Еще - вспоминать жизнь, те времена, когда Соломифь была еще из плоти и крови, а не хозяйкой каменного бугра, как сейчас. Ее несло по странам, словно сумасшедший ветер. Цари и вожди прислушивались к ее пророчествам, предлагали кто престолы, кто постели. Но Соломифь нигде не находила дома, ее несло всг дальше и дальше, навстречу новым похождениям, пока, наконец, не занесло в эту степь, на эту реку.

Вещая Соломифь никогда не боялась врагов - ее волховская сила и могущественные покровители были надежной защитой. Но удары больнее от тех, кому доверяешься. Однажды Соломифь плыла в лодке с человеком, который должен был стать ее мужем.

Помнится, был замечательный день, от воды веяло прохладной, а бритоголовые гребцы тянули песню - долгую и гортанную. До сих пор не знаю, почему он вдруг воспылал гневом и бросил Соломифь в реку.

Может, это было неспроста - таким способом издревле приносили жертвы хозяйке речных пучин. Хозяйка сама вызывала понравившуюся жертву. А может, все и проще - дело это давнее.

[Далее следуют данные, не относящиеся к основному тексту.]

PR #984, opened 2023-02-10
Expose `Lwt_io.delete_recursively`

MisterDA:
Slight variations of this code are getting duplicated across our codebase, maybe it's best to expose it at the root in Lwt? Would another name better fit the function?

### DIFF
--- a/src/unix/lwt_io.mli
+++ b/src/unix/lwt_io.mli
@@ -543,9 +543,19 @@ val with_temp_dir :
     arguments to it. Once the temporary directory is created at [path],
     [with_temp_dir f] calls [f path]. When the promise returned by [f path] is
     resolved, [with_temp_dir f] recursively deletes the temporary directory and
-    all its contents.
+    all its contents by calling {!Lwt_io.delete_recursively}.
 
     @since 4.4.0 *)
+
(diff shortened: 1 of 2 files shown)


src/unix/lwt_io.mli
```diff
@@ -543,10 +543,20 @@ val with_temp_dir :
     arguments to it. Once the temporary directory is created at [path],
     [with_temp_dir f] calls [f path]. When the promise returned by [f path] is
     resolved, [with_temp_dir f] recursively deletes the temporary directory and
-    all its contents.
+    all its contents by calling {!Lwt_io.delete_recursively}.
 
     @since 4.4.0 *)
 
+val delete_recursively : string -> unit Lwt.t
+(** [delete_recursively path] attemps deleting the directory [path]
```
raphael-proust, line 551:
```suggestion
(** [delete_recursively path] attempts to delete the directory [path]
```

raphael-proust (commented):
LGTM apart from the doc suggestion I made. I can merge with the fix if it works for you.

MisterDA:
I've merged your doc fix into the first commit. All is fine by me!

Соломифь умерла. Но люди, обладающие вещим даром, умирают не так, как прочие. На другой день ее труп, выброшенный рекой в излучине, подобрали рыбаки. С близлежащих краин съехались лучшие колдуны. Судили, рядили и вынесли приговор, что спасти деву нельзя, но и душа ее не мертва. А потому только живые головы могут стать опорой, на которой она сумеет подняться из мира мертвых в мир живых. До тех пор, пока сорок человек не придут к деве и не станут ее слугами, она не сможет покинуть могилу и обрести собственную плоть и кровь.

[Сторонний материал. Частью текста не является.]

PR #985, opened 2023-03-20
Enable to read which backend was picked by libev.

mefyl:
My use case for this is letting libev choose its backend freely, but checking it did not fallback to `select` in production as the 1024 file descriptor limit is not fit for purpose.

### DIFF
--- a/src/unix/lwt_libev_stubs.c
+++ b/src/unix/lwt_libev_stubs.c
@@ -91,6 +91,25 @@ CAMLprim value lwt_libev_init(value backend) {
   return result;
 }
 
+CAMLprim value lwt_libev_backend(value loop) {
+  switch (ev_backend(Ev_loop_val(loop))) {
+  case EVBACKEND_SELECT:
+    return Val_int(val_EVBACKEND_SELECT);
+  case EVBACKEND_POLL:
+    return Val_int(val_EVBACKEND_POLL);
+  case EVBACKEND_EPOLL:
+    return Val_int(val_EVBACKEND_EPOLL);
+  case EVBACKEND_KQUEUE:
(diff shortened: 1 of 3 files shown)


mefyl:
I'm at a loss as to why this fails in ocaml-ci with `undefined reference to 'lwt_libev_backend'` on all platforms; it absolutely works locally for me and the function is present in the C stub file 🤔

raphael-proust:
This seems like a reasonable addition. I'll look into the failure.

raphael-proust:
I started the other CI tests (I just noticed they needed an approval start) and they paint a much clearer picture: the error occurs when the code is compiled with libev deactivated.

I've pushed a commit adding some `lazy` because I believe the error occurs as a result of initialisation when libev is absent.

raphael-proust:
It doesn't work, same error. I'll dig further.

src/unix/lwt_libev_stubs.c
bnguyenvanyen, line 1: After line 243, add
```suggestion
LWT_NOT_AVAILABLE1(libev_backend)
```

bnguyenvanyen (commented):
We're still interested in having this upstream.
I don't know how to reproduce the CI failure, but I made a suggestion for the fix in the code: Use the `LWT_NOT_AVAILABLE1` macro when libev is not available, similarly to the other functions in the module.

mefyl:
The remaining CI issues seem to be the same as master AFAICS.

raphael-proust:
Thanks!  
I'm hoping to do a 5.8.1 release soon and I'll include this. (Sorry I only noticed your changes after pushing the 5.8.0 through.

raphael-proust:
Thanks a lot for the contribution <3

Деву Соломифь положили в каменный ящик, засыпали землей и нарекли получившийся холм Обрат-Бугром в знак того, что она вернется. Несколько дней на вершине шел пир. Возлюбленный Соломифи, он же ее убийца, рыдал и рубил головы рабам до тех пор, пока холм не пропитался их кровью до основания. Потом он ушел из этих краев и больше не появлялся.

Дева Соломифь была известна в округе как колдунья и поэтому в первые годы никто не приходил за ее сокровищами.

Только потом, когда дурная память исчезла и страх рассеялся, воры потянулись чередой. Первого Соломифь, истомившаяся в заточении, убила сразу. Затем нашла удовольствие в игре и не торопилась убивать - души воров и так рано или поздно попадали в ее плен.

О, можно рассказать, как вел себя каждый из тех, кто ныне висят рядком на нитке. Кто-то вел себя достойно, кто-то наоборот. Одни боролись, другие молились, третьи сходили с ума. Помнится, один сумасшедший юноша объяснялся деве в любви, да так и умер, целуя ее череп. Иногда, когда копателей было двое или больше, она стравливала их между собой, и они, вместо того, чтобы работать, ловили друг друга в темноте, либо, напуганные, сидели в разных углах.